On the same day of his pardon, seven political prisoners in Russia were removed from the detention centers without explanation, supporting the speculation about an imminent high-profile prisoner swap. Two days later on 1 August 2024, this proved to be true as Krieger was released in the 2024 Ankara prisoner exchange, which saw western countries receive 15 prisoners from Russia along with Krieger, who was the only prisoner freed from a country other than Russia. Chancellor Olaf Scholz's spokesperson, Steffen Hebestreit, said the exchange of Krasikov for Krieger had been arranged in "cooperation with the United States and European partners" and was "not taken lightly" by the German government. Krieger being the only prisoner to be exchanged from Belarus came as disappointment to human rights organizations fighting for the release of Belarusian political prisoners, estimated at the time to be around 1,400 incarcerated. This goal was partially satisfied later the same month, when on 16 August Lukashenko pardoned thirty of these political prisoners convicted of "protest-related crimes" in a decree published on 4 September.

=== Investigation back in Germany ===
On the day of Krieger's release, his spouse's apartment in Germany was searched for potential evidence. On 28 August 2024, the German Public Prosecutor General began an investigation against Krieger for allegedly causing the explosion in Belarus, a crime punishable under Section 308 of the Criminal Code of Germany "Strafgesetzbuch". Additionally, the investigation sought to determine the reason for Krieger's travel to Belarus in the first place.
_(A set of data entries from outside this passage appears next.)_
PR #589, opened 2022-09-02
ENH: Add verbose argument to HeadMat, expose Integrator

larsoner:
When running in Python, these outputs so far are mandatory:

https://github.com/mne-tools/mne-python/runs/8145144458?check_suite_focus=true#step:13:602

```
mne/forward/tests/test_make_forward.py::test_make_forward_solution_ctf[testing_data-MNE-C] PASSED [ 15%]
mne/forward/tests/test_make_forward.py::test_make_forward_solution_ctf[testing_data-openmeeg] OPERATOR S ... (arg : mesh Cortex , mesh Cortex )
OPERATOR N ... (arg : mesh Cortex , mesh Cortex )
OPERATOR S ... (arg : mesh Skull , mesh Cortex )
OPERATOR N ... (arg : mesh Skull , mesh Cortex )
OPERATOR D ... (arg : mesh Skull , mesh Cortex )
OPERATOR D*... (arg : mesh Skull , mesh Cortex )
OPERATOR S ... (arg : mesh Skull , mesh Skull )
OPERATOR N ... (arg : mesh Skull , mesh Skull )
OPERATOR D ... (arg : mesh Skull , mesh Skull )
OPERATOR S ... (arg : mesh Head , mesh Skull )
OPERATOR N ... (arg : mesh Head , mesh Skull )
OPERATOR D*... (arg : mesh Head , mesh Skull )
OPERATOR S ... (arg : mesh Head , mesh Head )
OPERATOR N ... (arg : mesh Head , mesh Head )
PASSED [ 15%]
mne/forward/tests/test_make_forward.py::test_make_forward_solution_discrete[testing_data] PASSED [ 15%]
```

This adds a `verbose` argument in the right places so that (I think!) you should be able to do `HeadMat(geo, integrator, False)` in Python to avoid these messages.

It also ~~adds a note about why Integrator can't be exposed. I'll make a clearer note about this in the "python issues" issue.~~ now exposes `om.Integrator` so that it can be passed in.

### DIFF
--- a/wrapping/python/openmeeg/tests/test_python.py
+++ b/wrapping/python/openmeeg/tests/test_python.py
@@ -53,11 +53,11 @@ def test_python(data_path, tmp_path):
     n_eeg_sensors = patches.getNumberOfSensors()
 
     # Compute forward problem (Build Gain Matrices)
-    # gauss_order = 3  # XXX cannot get Integrator exposed
+    # gauss_order = 3  # XXX cannot get Integrator exposed because of SyntaxError when doing %include <integrator.h>
     # use_adaptive_integration = True
     # dipole_in_cortex = True
 
-    hm = om.HeadMat(geom)
+    hm = om.HeadMat(geom, False)
     hminv = hm.inverse()  # invert hm with a copy
     hminv_inplace = om.HeadMat(geom)
     hminv_inplace.invert()  # invert hm inplace (no copy)
--- a/wrapping/python/openmeeg/tests/test_python.py
+++ b/wrapping/python/openmeeg/tests/test_python.py
@@ -57,7 +57,7 @@ def test_python(data_path, tmp_path):
     # use_adaptive_integration = True
     # dipole_in_cortex = True
 
-    hm = om.HeadMat(geom, False)
+    hm = om.HeadMat(geom, om.Integrator(3, 0, 0.005), False)
     hminv = hm.inverse()  # invert hm with a copy
     hminv_inplace = om.HeadMat(geom)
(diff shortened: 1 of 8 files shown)


wrapping/python/openmeeg/tests/test_python.py
```diff
@@ -53,17 +53,18 @@ def test_python(data_path, tmp_path):
     n_eeg_sensors = patches.getNumberOfSensors()
 
     # Compute forward problem (Build Gain Matrices)
-    # gauss_order = 3  # XXX cannot get Integrator exposed
+    # gauss_order = 3  # XXX Integrator is now exposed, just need to use it...
```
larsoner, line 56: @agramfort, in case you want to take a stab at this, it should be available after this PR is in

agramfort (approved):

wrapping/python/openmeeg/tests/test_python.py
papadop: I like the idea of adding a control over verbosity. I like less the need to pass it as a constructor parameter.
Could we instead add a set_verbose method that allows to change the verbosity at will.
We could even try to make different default for different modes (off for python and on for C++ apps to keep backward compatibility)....

Any opinion ?

larsoner: In part the motivation behind having it in the constructor was because it was already this way elsewhere in the codebase

At least for HeadMat, it has to be in the constructor because all the computations are done immediately when you call the constructor

agramfort:
+1 to have it in constructor. It's much easier to discover and our constructors are not too crowded.

+1 to MRG as is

In an interview with the German newspaper Welt am Sonntag in August 2024, Krieger affirmed his claims of innocence on the matter, stating he was told by Belarusian authorities, The only chance of saving your life is if you do exactly what we tell you.' So I confessed to everything." However, Krieger also claimed in the interview he had applied to join the Kastuś Kalinoŭski Regiment but never heard a response, had taken reconnaissance photos of military objects in Belarus for the SBU, and had been instructed by the SBU to locate a pre-placed backpack. Krieger maintained his innocence by asserting he was unaware of the contents of the backpack, and had no knowledge it would cause an explosion.